In a supposed effort to avoid biases from panel members who have a conflict of interest (COI), the USPSTF has prevented anyone with actual expertise in breast cancer screening from serving on its panel. Consequently, panel members have been unable to critically sort through the available data and understand the validity or lack of validity of the material they have been asked to review.
This has also given “advisers” to the panel extraordinary influence to “guide” an experientially and factually naive panel. In the past, the vast majority of advisers to the USPSTF panel reviewing breast cancer screening have been individuals who have expressed their opposition to screening and have clearly had great influence on the panel. Many of the advisers have been viewed as having no conflicts of interest when, in fact, this is not true.
Without an obvious COI it is impossible to gain expertise in a field. Experts, such as I, who earn a living related to breast cancer screening, have an obvious and open conflict of interest. However, advisers who have received and continue to receive grant support for their research efforts are viewed as free of conflict, when in fact, theirs is a far less obvious conflict of interest.
Granting agencies, including the U.S. National Cancer Institute (NCI) and foundations have undeclared biases. When the work of a grantee supports the biases of the grantor, grants are likely to be renewed. Grant or foundation support is a far more insidious conflict of interest than those that are out in the open.
The practice of excluding experts from the USPSTF panel should stop. Conflicts of interest should be detailed, but rather than being excluded, experts are critical for an accurate analysis of the data to provide the most factual and evidence-based advice. Guidelines panels, including the USPSTF, should have leading experts involved in their decisions and the public should be provided with “minority” reports should there be unresolvable disagreements.
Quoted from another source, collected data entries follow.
PR #5136, opened 2026-08-01
fix(xugu): degrade metadata operations for normal users

mapan0424:
## Summary

Normal XuguDB users can now browse and inspect accessible objects even when SYSTEM control or ALL_* metadata views are unavailable.

## Root cause

The existing connection fallback only degraded the SYSTEM control session. Metadata handlers still propagated E18012 permission errors from ALL_* catalog views as Agent RPC errors. Several child-object and DDL paths also failed before they could use the direct table connection.

## Changes

- Expand Xugu metadata-access error detection to sequences, synonyms, procedures, packages, types, partitions, and subpartitions.
- Fall back from ALL_TABLES/ALL_VIEWS to USER_TABLES/USER_VIEWS for the current user schema.
- Fall back to SELECT * ... WHERE 1 = 0 for column discovery when catalog table resolution is unavailable.
- Treat inaccessible indexes, constraints, foreign keys, triggers, partitions, and subpartitions as empty metadata instead of RPC failures.
- Generate a best-effort column-only table DDL when catalog metadata is unavailable.
- Return an explicit read-only source explanation when programmable-object source metadata cannot be reconstructed.
- Preserve normal privileged metadata behavior and keep all changes scoped to the Xugu Go agent.

## Compatibility

The fallback is only activated for Xugu permission or catalog-access errors. Syntax errors, network errors, ambiguous identifiers, and genuinely missing objects continue to return errors. Cross-schema objects that are not exposed by Xugu ALL_* views remain subject to the database privilege model, but directly accessible tables can still expose columns and best-effort DDL.

## Verification

- \`go test -count=1 ./...\`
- \`go test -count=1 -race ./...\`
- \`go vet ./...\`
- \`go build\`
- \`git diff --check\`
- Real XuguDB 12.10.13 test on SHOP_DEMO with a non-DBA user:
  - open_session, list_databases, list_schemas, list_tables, list_objects
  - columns, indexes, constraints, foreign keys, triggers, partitions, subpartitions
  - table DDL, procedure source, and sequence source
  - cross-schema SELECT-granted table column discovery and DDL fallback
- Temporary test user and objects were removed after replay.

### DIFF
--- a/agents/drivers/xugu/main.go
+++ b/agents/drivers/xugu/main.go
@@ -1516,23 +1516,18 @@ func configuredDatabaseName(params connectParams) string {
 
 func isXuguMetadataAccessError(err error) bool {
 	message := strings.ToUpper(err.Error())
-	return strings.Contains(message, "E18012") ||
-		strings.Contains(message, "权限不够") ||
-		strings.Contains(message, "ALL_DATABASES") ||
-		strings.Contains(message, "SYS_DATABASES") ||
-		strings.Contains(message, "ALL_SCHEMAS") ||
-		strings.Contains(message, "SYS_SCHEMAS") ||
-		strings.Contains(message, "ALL_TABLES") ||
-		strings.Contains(message, "SYS_TABLES") ||
-		strings.Contains(message, "ALL_VIEWS") ||
-		strings.Contains(message, "SYS_VIEWS") ||
-		strings.Contains(message, "ALL_COLUMNS") ||
-		strings.Contains(message, "ALL_CONSTRAINTS") ||
-		strings.Contains(message, "ALL_INDEXES") ||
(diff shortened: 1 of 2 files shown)


t8y2 (commented):
Patched the Xugu metadata fallback so only concrete permission or missing-catalog conditions degrade gracefully. Errors from `USER_TABLES`/object fallback queries and direct DDL column probes now propagate instead of being converted into empty metadata or placeholder success.

Validation passed: focused permission/error-propagation tests, full Xugu driver `go test -count=1 ./...`, `gofmt`, and `git diff --check`.

t8y2 (approved):

t8y2:
Thanks for the contribution! Merged in 4ee1f2b94, will be released in the next version.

Problems with the USPSTF 2021 review
There are numerous potential problems with the USPSTF’s current review of breast screening. The task force is not going to include the NCI/CISNET computer models to project the potential outcomes of various screening protocols. Without these, the task force will be guessing in their predictions. It would appear that CISNET modeling has been dropped because the models all showed that the most lives are saved by annual screening beginning at the age of 40.
Although a reduction in advanced stage disease is a potentially useful “surrogate endpoint,” it is critical to remember that lives are lost among women diagnosed at all stages of breast cancer. It has been shown that reducing the size of cancers within stages is also a major benefit from screening that reduces deaths.
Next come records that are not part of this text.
PR #5149, opened 2026-08-02
fix(ai): keep saved models selectable and persist manual models

Abeautifulsnow:
## Summary

The AI model list in the assistant dialog consistently failed for providers whose model-discovery endpoint (`/models`) returns empty or errors, and manually entered ("manual") models were never persisted — they were only set as the active selection in memory, so they vanished on restart.

This PR makes the model list resilient to discovery failure by always merging saved models with discovered ones, and persists manual models through the existing config storage pipeline so they survive restarts.

## Root Cause

1. **Empty model list on discovery failure** — `getModelsForConfig` returned only `modelCatalogs.get(configId)?.models ?? []`, i.e. models discovered from the provider's `/models` endpoint. When discovery failed or returned an empty list, the dialog showed a "Failed to load models" state with no usable entries, even if the user had already saved models for that config.

2. **Manual models never saved** — `applyManualModel` only called `handleModelSelect` (which sets the active model in memory). Nothing wrote the model back to `config.models`, so it was not stored in `ai_configs.models` and disappeared after restart.

### `apps/desktop/src/lib/ai/aiConfigList.ts`

- **`aiModelOptions(config, discovered)`** — new pure helper that combines the user's saved models (`config.model` + `config.models`) with the provider-discovered models, deduplicated by trimmed model id:
  - `displayName` / `supportedEffortLevels` prefer the saved entry (user labels win)
  - `effortCapability` prefers the discovered entry
  - So saved models remain selectable even when discovery fails or is empty.
- **`addConfiguredAiModel(models, modelId)`** — new pure helper that appends a trimmed model id to `config.models`, skipping empty ids and duplicates.

### `apps/desktop/src/components/editor/AiAssistant.vue`

- `getModelsForConfig` now resolves the config from `settings.aiConfigs` and returns `aovered)` instead of the raw catalog.
- `applyManualModel` is now async and:
  1. persists the manual model via `settings.updateAiConfigItem(configId, { models: add — verified to persist through the Rust backend into the `ai_configs.models` column,
  2. skips the redundant write when the entered id equals the config's default `model`,
  3. only then selects the model and clears the form,
  4. surfaces save failures through `toast(translateBackendError(...))`, consistent wit

### `apps/desktop/src/lib/ai/__tests__/aiConfigList.spec.ts`

Added 4 tests covering:

- saved models remain selectable when discovery returns nothing
- manual model persisted only once (trim + dedupe)
- merge precedence between saved metadata and discovered capability
- empty configured model / blank manual id edge cases

## Testing

- `vitest run` — **701 test files / 6,203 tests, all passing**
- `typecheck` (vue-tsc) — passing
- `oxlint` + `oxfmt` — clean

## Follow-up (not blocking)

- `applyManualModel` integration logic in `AiAssistant.vue` has no component-level testinto the unit-tested helpers. A component test harness for the assistant dialog could beadded later.

## 变更类型

- [ ] 新功能
- [x] Bug 修复
- [ ] 性能优化
- [ ] 代码重构
- [ ] 文档更新
- [ ] CI / 构建

## 涉及前端

image

image

## 验证

- [x] `make check` 通过
- [x] 相关测试通过

## 关联 Issue

Related #4859

### DIFF
--- a/apps/desktop/src/components/editor/AiAssistant.vue
+++ b/apps/desktop/src/components/editor/AiAssistant.vue
@@ -57,6 +57,7 @@ import { useToast } from "@/composables/useToast";
 import { useNavigationTargets } from "@/composables/useNavigationTargets";
 import { buildAiContext, resolveAiDatabaseTarget, resolveAiNamespaceSelection, resolveDefaultAiSchema, runAgentStream, isVectorDbType, isValidActionForMode, defaultActionForMode, type AiAction, type AiAssistantMode, type AiSqlFileContext, type CustomPromptContext } from "@/lib/ai/ai";
 import { isAiConfigModelCandidate } from "@/lib/ai/aiConfigCandidates";
+import { addConfiguredAiModel, aiModelOptions } from "@/lib/ai/aiConfigList";
 import { orderAiConfigsForDisplay } from "@/lib/ai/aiConfigOrdering";
 import { effortSelectionEquals, runtimeEffortFromPreference } from "@/lib/ai/aiEffortPreference";
 import { useAiModelCatalog } from "@/composables/useAiModelCatalog";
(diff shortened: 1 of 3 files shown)


t8y2 (approved):

t8y2:
Thanks for the contribution! Merged in b053adf17, will be released in the next version.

A critical fact that has been, repeatedly, overlooked by analyses that denigrate the value of screening and (falsely) suggest massive overdiagnosis, is the false claim that the background incidence of breast cancer has not increased over time. This has been the fundamental piece of misinformation that has been used to promote the false concepts of massive overdiagnosis and the false claim that there has not been a reduction in advanced cancers.
The data clearly show that the baseline incidence of breast cancer has increased steadily by 1%-1.3% per year dating back to at least 1940,59 long before there was any screening, which did not start until the mid-1980s. If the correct increasing baseline is used, not only is there no apparent “overdiagnosis” of invasive cancers, but it appears that there has been a major reduction in the incidence of invasive cancers.60 Although unproven, this is likely due to the removal of ductal carcinoma in situ (lesions almost exclusively detected by mammography) precluding the future development of invasive cancers.
By using the correct baseline incidence and extrapolation it is also clear that there has been a major reduction in the rate of advanced cancers.